In this issue of Blood, Lauder et al1 characterize the microbiome and metabolite profiles of gut contents from different intestinal regions. The relationship between the gut microbiota, the metabolome, and graft-versus-host disease (GVHD) has been extensively studied in recent years. However, in experimental models, previous studies have only considered the microbiome and metabolome of excreted stool separately and neither provided insight into their variability throughout the gastrointestinal (GI) tract, nor the temporal dynamics associated with different gut locations. Here, the authors describe microbial and metabolite changes between syngeneic and allogeneic transplant recipients and how they varied by GI location and time after transplantation, using integrated multiomic analyses in well-established murine models.
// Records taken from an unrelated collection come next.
Issue #967, opened 2023-10-20
fpm recompiles the whole project when a line is modified


certik:
On the other hand, cmake only recompiles the given module (if not function interface was changed) and links everything together, so things are much faster.

milancurcic:
I was surprised to read this and I haven't used fpm in several weeks so I went back to look. What I observe is actually that if I change one source file (but not changing a procedure interface), fpm rebuilds only the sources that depend on the module(s) in that source file (as opposed to the whole project). This makes sense to me assuming that fpm is only checking if a source file changed, rather than actually analyzing the source to determine if an interface has changed.

Indeed, doing the same experiment with CMake, sources that depend on that file are not recompiled (if an interface hasn't changed, as you wrote).

perazz:
To do so, you will have to use `submodule`s as fpm has no embedded Fortran parser, it only checks for `use`d modules to build the dependency tree. I've just checked with the `submodules` example in `example_packages` and it actually seems pretty cool: if you only update the submodule, neither the parent module nor any other files depending on it are updated

krystophny:
Opened #1289 with an implementation for gfortran.

Approach: gfortran leaves a module's `.mod` byte-identical when only the
implementation changes and rewrites it on an interface change, so the `.mod` is a
reliable interface signal. The PR caches a per-object module-interface fingerprint
(a hash of the `.mod` files an object provides) next to the existing `.digest`, and
skips recompiling an object whose source and whose dependencies' module interfaces
are all unchanged. The scheduler is untouched: cascade victims stay in the queue
and are pruned at build time, the same shape as ninja's `restat`. Editing a
procedure body in a used module now recompiles only that module; editing its
interface still recompiles dependents.

It is gated on gfortran, so every other compiler keeps the current cascade and
nothing changes for them.

Remaining path, if this direction is agreed:

- ifx and flang: same mechanism and hash; their `.mod` is also stable across body
  edits, so each is one allowlist entry. flang already exposes an FNV-1a interface
  checksum in its `.mod` header.
- nvfortran: same, after stripping an embedded date/time string from the `.mod`
  before hashing.
- lfortran: it inlines across modules by default, so a body change does require
  rebuilding dependents there; with `--separate-compilation` it uses the symbol
  model where skipping is safe, and the remaining piece is a stable interface hash
  (the mod format already reserves an export-ASR slot for this).

Does the approach and staging make sense?

PR #1289, opened 2026-05-28
Skip recompiling dependents when a module interface is unchanged (gfortran)

krystophny:
## What

fpm recompiles every object that `use`s a module whenever that module's source
changes, even when only the implementation changed (a procedure body or a
comment). For a low-level module that rebuilds the whole dependent tree. This
skips dependents whose module interfaces are unchanged.

## Impact

In fortplot (290 sources), a one-line edit to a core module recompiled 214 of 289
objects before this change; now it recompiles 1. Editing a procedure body no
longer cascades; editing its interface still does.

This matches CMake on gfortran: the same rebuild set as both the Ninja and the
Unix Makefiles generators on the same fixture. fpm previously rebuilt the full
transitive closure on any change, like a naive `b.o: a.o` Makefile.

Gut dysbiosis has been associated with many diseases such as inflammatory bowel diseases, obesity, diabetes, cancer, and GVHD. In their seminal paper, Jenq et al 2 first demonstrated in murine and human recipients of allogeneic hematopoietic stem cell transplantation (HSCT) that intestinal inflammation secondary to GVHD is associated with major shifts in the composition of the intestinal microbiota with loss of overall diversity and expansion of some species including Lactobacillales and Clostridiales. This microbial chaos early after allogeneic bone marrow transplantation was identified as a potential risk factor for subsequent GVHD. Subsequently, in a large multicentric cohort of patients profiled by means of 16S ribosomal RNA gene sequencing, the same group provided strong evidence that the microbiota disruption characterized by loss of diversity and domination by single taxa were associated with risk of death after allogeneic HSCT.3
Further study of the role of intestinal microbiota on microbial metabolites on GVHD identified alterations in GI-derived short-chain fatty acids (SCFAs) after HSCT. Changes in the amount of 1 SCFA, butyrate, were observed in intestinal epithelial cells and resulted in decreased histone acetylation in tissues that mitigated disease severity.4 Dysbiosis and loss of microbe-derived bile acids were also shown to be an important mechanism to amplify T-cell mediated damage in experimental models of GVHD.5
However, these previous studies have only considered the microbiome and metabolome separately and were performed on excreted stool. In their study, Lauder et al provide insight into the variability of microbiome metabolite composition throughout the GI tract and of the time-dependent dynamic of the process. They provide the first multiomic analysis of the microbiome and metabolite profiles from different intestinal regions in mouse models of GVHD. Their analyses provide new insights on how changes vary by GI location and time after transplantation. Their integrated analysis confirmed the role of SCFA synthesis and bile acid metabolism and identified additional pathways and metabolites, such as amino acids, fatty acids, and sphingolipids, linked to GI GVHD and validated the biological relevance of a newly identified microbial metabolite, phenyl lactate, which had not been previously linked to GI GVHD.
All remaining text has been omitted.